BEGIN Extracted data

PR #2949, opened 2025-10-09
feat(payload): more precise payload eviction for optimistic

calbera:
Continuing this work from https://github.com/berachain/beacon-kit/pull/2547 further 
> With the fix, the payload ID is removed from the beacon-kit cache after the first engine_getPayload call. Thus subsequent calls on secondary rounds will result in new payload builds getting started instead of attempting to use the same stale build.

We only want to evict payload IDs from our cache upon 3 conditions:
- We reject a process proposal that we built ourselves. -> We will never want to propose this same payload again.
  - We also should not evict if we are chosen to build a block for the next round (this happens if state root verification fails and we are the nextProposer). In this case do not evict.
- We finalize a block -> We will never need a payload for this height again.
- getPayload from the EL returns nil payload for `UnknownPayload -38001` -> We will not be able to retrieve this payload ever again (even if we want it); remove it now and force a rebuild down the line if needed.

Just the tests (and necessary sim test framework changes) without any logical changes can be found in #2952

### DIFF
--- a/beacon/blockchain/process_proposal.go
+++ b/beacon/blockchain/process_proposal.go
@@ -368,9 +368,9 @@ func (s *Service) shouldBuildNextPayload(isNextBlockProposer bool) bool {
 	return isNextBlockProposer && s.localBuilder.Enabled()
 }
 
-// evictLocalPayloadIfNecessary evicts the payload from local builder cache if necessary.
-// We deem it necessary only when we are rejecting the incoming block proposal and it has
-// been built by us.
+// evictLocalPayloadIfNecessary evicts the payload from local builder cache if necessary. We deem it
+// necessary only when we are rejecting the incoming block proposal and it has been built by us.
+// Also we ensure we don't evict any payload if we are chosen to propose for the next round.
 func (s *Service) evictLocalPayloadIfNecessary(
 	preState *statedb.StateDB,
 	processProposalErr *error,
@@ -387,7 +387,8 @@ func (s *Service) evictLocalPayloadIfNecessary(
 	// Check the conditions for evicting the local payload.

END Extracted data

**To do**. Return the material above in full, exactly as it appears.

**Reply**.
PR #2949, opened 2025-10-09
feat(payload): more precise payload eviction for optimistic

calbera:
Continuing this work from https://github.com/berachain/beacon-kit/pull/2547 further 
> With the fix, the payload ID is removed from the beacon-kit cache after the first engine_getPayload call. Thus subsequent calls on secondary rounds will result in new payload builds getting started instead of attempting to use the same stale build.

We only want to evict payload IDs from our cache upon 3 conditions:
- We reject a process proposal that we built ourselves. -> We will never want to propose this same payload again.
  - We also should not evict if we are chosen to build a block for the next round (this happens if state root verification fails and we are the nextProposer). In this case do not evict.
- We finalize a block -> We will never need a payload for this height again.
- getPayload from the EL returns nil payload for `UnknownPayload -38001` -> We will not be able to retrieve this payload ever again (even if we want it); remove it now and force a rebuild down the line if needed.

Just the tests (and necessary sim test framework changes) without any logical changes can be found in #2952

### DIFF
--- a/beacon/blockchain/process_proposal.go
+++ b/beacon/blockchain/process_proposal.go
@@ -368,9 +368,9 @@ func (s *Service) shouldBuildNextPayload(isNextBlockProposer bool) bool {
 	return isNextBlockProposer && s.localBuilder.Enabled()
 }
 
-// evictLocalPayloadIfNecessary evicts the payload from local builder cache if necessary.
-// We deem it necessary only when we are rejecting the incoming block proposal and it has
-// been built by us.
+// evictLocalPayloadIfNecessary evicts the payload from local builder cache if necessary. We deem it
+// necessary only when we are rejecting the incoming block proposal and it has been built by us.
+// Also we ensure we don't evict any payload if we are chosen to propose for the next round.
 func (s *Service) evictLocalPayloadIfNecessary(
 	preState *statedb.StateDB,
 	processProposalErr *error,
@@ -387,7 +387,8 @@ func (s *Service) evictLocalPayloadIfNecessary(
 	// Check the conditions for evicting the local payload.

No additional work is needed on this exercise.